## Source records:
········

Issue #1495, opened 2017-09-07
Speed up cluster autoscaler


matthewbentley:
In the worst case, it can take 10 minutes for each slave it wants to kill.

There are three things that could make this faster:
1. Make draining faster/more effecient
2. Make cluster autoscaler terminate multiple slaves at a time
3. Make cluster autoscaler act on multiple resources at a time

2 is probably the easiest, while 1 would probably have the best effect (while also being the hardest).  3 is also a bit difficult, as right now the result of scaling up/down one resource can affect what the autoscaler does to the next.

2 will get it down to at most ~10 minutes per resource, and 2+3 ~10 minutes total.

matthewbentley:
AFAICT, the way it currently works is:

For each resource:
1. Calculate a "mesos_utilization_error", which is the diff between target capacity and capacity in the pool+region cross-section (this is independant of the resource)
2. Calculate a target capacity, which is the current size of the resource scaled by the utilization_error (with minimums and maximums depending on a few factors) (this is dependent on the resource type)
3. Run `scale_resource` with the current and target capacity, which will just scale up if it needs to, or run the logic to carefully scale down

········

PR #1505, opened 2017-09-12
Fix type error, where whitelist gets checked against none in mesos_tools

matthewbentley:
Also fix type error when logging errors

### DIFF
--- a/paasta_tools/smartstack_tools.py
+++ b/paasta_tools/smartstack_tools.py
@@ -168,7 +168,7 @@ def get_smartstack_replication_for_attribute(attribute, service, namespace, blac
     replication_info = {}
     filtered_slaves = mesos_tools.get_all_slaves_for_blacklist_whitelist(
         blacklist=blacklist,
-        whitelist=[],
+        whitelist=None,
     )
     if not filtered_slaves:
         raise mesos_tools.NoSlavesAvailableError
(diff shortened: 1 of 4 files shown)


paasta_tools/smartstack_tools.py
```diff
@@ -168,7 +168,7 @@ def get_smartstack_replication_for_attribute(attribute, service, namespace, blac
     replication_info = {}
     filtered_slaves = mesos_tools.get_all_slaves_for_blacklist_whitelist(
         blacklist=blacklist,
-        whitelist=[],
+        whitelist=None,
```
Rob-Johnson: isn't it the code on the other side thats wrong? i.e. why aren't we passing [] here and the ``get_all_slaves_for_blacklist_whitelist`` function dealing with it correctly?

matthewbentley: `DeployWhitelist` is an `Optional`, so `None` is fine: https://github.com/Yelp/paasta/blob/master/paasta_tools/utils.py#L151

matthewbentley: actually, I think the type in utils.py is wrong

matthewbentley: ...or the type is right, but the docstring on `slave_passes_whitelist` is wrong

········

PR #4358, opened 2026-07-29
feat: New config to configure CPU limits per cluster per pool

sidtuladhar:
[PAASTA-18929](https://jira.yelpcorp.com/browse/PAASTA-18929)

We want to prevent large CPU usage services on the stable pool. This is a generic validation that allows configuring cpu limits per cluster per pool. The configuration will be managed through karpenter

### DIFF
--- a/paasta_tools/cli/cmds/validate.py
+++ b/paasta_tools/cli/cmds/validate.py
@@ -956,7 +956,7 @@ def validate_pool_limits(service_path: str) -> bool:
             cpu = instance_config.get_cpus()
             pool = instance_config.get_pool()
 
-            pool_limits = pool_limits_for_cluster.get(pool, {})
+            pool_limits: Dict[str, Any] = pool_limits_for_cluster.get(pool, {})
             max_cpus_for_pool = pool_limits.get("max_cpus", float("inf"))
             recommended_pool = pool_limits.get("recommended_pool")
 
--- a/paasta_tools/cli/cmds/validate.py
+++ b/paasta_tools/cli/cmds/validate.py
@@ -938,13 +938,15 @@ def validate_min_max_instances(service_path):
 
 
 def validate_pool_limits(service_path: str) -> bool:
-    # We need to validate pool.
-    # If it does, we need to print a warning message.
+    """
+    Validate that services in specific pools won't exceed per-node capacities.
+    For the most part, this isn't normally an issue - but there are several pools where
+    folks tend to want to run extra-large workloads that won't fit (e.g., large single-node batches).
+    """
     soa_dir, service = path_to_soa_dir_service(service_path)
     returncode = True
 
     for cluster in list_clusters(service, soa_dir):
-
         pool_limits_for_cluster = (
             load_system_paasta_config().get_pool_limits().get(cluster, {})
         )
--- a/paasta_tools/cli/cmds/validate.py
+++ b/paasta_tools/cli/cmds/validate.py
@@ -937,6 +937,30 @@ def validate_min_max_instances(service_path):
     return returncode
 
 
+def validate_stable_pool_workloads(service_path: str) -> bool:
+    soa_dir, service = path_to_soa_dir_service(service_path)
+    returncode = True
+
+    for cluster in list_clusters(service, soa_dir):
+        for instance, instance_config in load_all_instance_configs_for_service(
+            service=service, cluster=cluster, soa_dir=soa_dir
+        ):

········

## Exercise aim:
Would you output, from the records above, exactly the run of lines that starts at the line containing "Issue #1495, opened 2017-09-07" and ends at the line containing "carefully scale down", and only that run?

## Result for this task:
Issue #1495, opened 2017-09-07
Speed up cluster autoscaler


matthewbentley:
In the worst case, it can take 10 minutes for each slave it wants to kill.

There are three things that could make this faster:
1. Make draining faster/more effecient
2. Make cluster autoscaler terminate multiple slaves at a time
3. Make cluster autoscaler act on multiple resources at a time

2 is probably the easiest, while 1 would probably have the best effect (while also being the hardest).  3 is also a bit difficult, as right now the result of scaling up/down one resource can affect what the autoscaler does to the next.

2 will get it down to at most ~10 minutes per resource, and 2+3 ~10 minutes total.

matthewbentley:
AFAICT, the way it currently works is:

For each resource:
1. Calculate a "mesos_utilization_error", which is the diff between target capacity and capacity in the pool+region cross-section (this is independant of the resource)
2. Calculate a target capacity, which is the current size of the resource scaled by the utilization_error (with minimums and maximums depending on a few factors) (this is dependent on the resource type)
3. Run `scale_resource` with the current and target capacity, which will just scale up if it needs to, or run the logic to carefully scale down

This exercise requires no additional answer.